Relevant Legislation
[12]
Relevant extracts from the Canada Border
Services Agency Act, SC 2005, c 38 [CBSA Act], the Proceeds of Crime
(Money Laundering) and Terrorist Financing Act, SC 2000, c 17, the Customs
Act, RSC 1985, c 1 (2nd Supp), the Federal Courts Act, RSC 1985, c
F-7 [Federal Courts Act] and the Cross-border Currency and Monetary
Instruments Reporting Regulations, SOR/2002-412 are reproduced in Appendix “A” to
this Judgment and Reasons.
III.
Issues
A.
Position of the Parties
[13]
In initially advancing this judicial review
application, Mr. Dhillon took the position that CBSA lacked jurisdiction to
subject him to the Previous Offender Process and that the mandatory referrals
to secondary examination violated his section 10 rights under the Canadian
Charter of Rights and Freedoms, Part I of the Constitution Act, 1982,
being Schedule B to the Canada Act 1982 (UK), 1982, c 11 [Charter].

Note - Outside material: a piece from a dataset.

PR #590, opened 2025-06-04
Rename cmake variable ROCmCMakeBuildTools to ROCM

malcolmroberts:


malcolmroberts:
This handles a name change in the rocm build tools repo; seems to work better on some clusters now.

The applicant’s written submissions did not address the Charter argument
and in oral submissions counsel for the applicant advised that Mr. Dhillon is
not pursing arguments relating to either the Charter or CBSA’s
jurisdiction to create and implement the Previous Offender Process. Mr. Dhillon
also did not take issue with CBSA recording the history of its interactions
with him into the ICES. Nor did he take issue with a BSO, at the point of
entry, complying with a system generated mandatory referral to secondary
examination.
[14]
Instead the applicant’s arguments focused on the
manner in which CBSA subjected him to the Previous Offender Process. The
applicant maintains that CBSA’s implementation of the Previous Offender Process
constitutes a fettering of discretion, a breach of procedural fairness, and is
contrary to the applicant’s legitimate expectations. The applicant submits that
this application is not challenging the policy reflected by the Previous
Offender Process but rather the manner in which CBSA applied the policy to him.
The applicant’s issue is with the decision to enter him into the system in the
first place.
[15]
The respondent takes the position that the
Previous Offender Process is an administrative consequence arising from Mr.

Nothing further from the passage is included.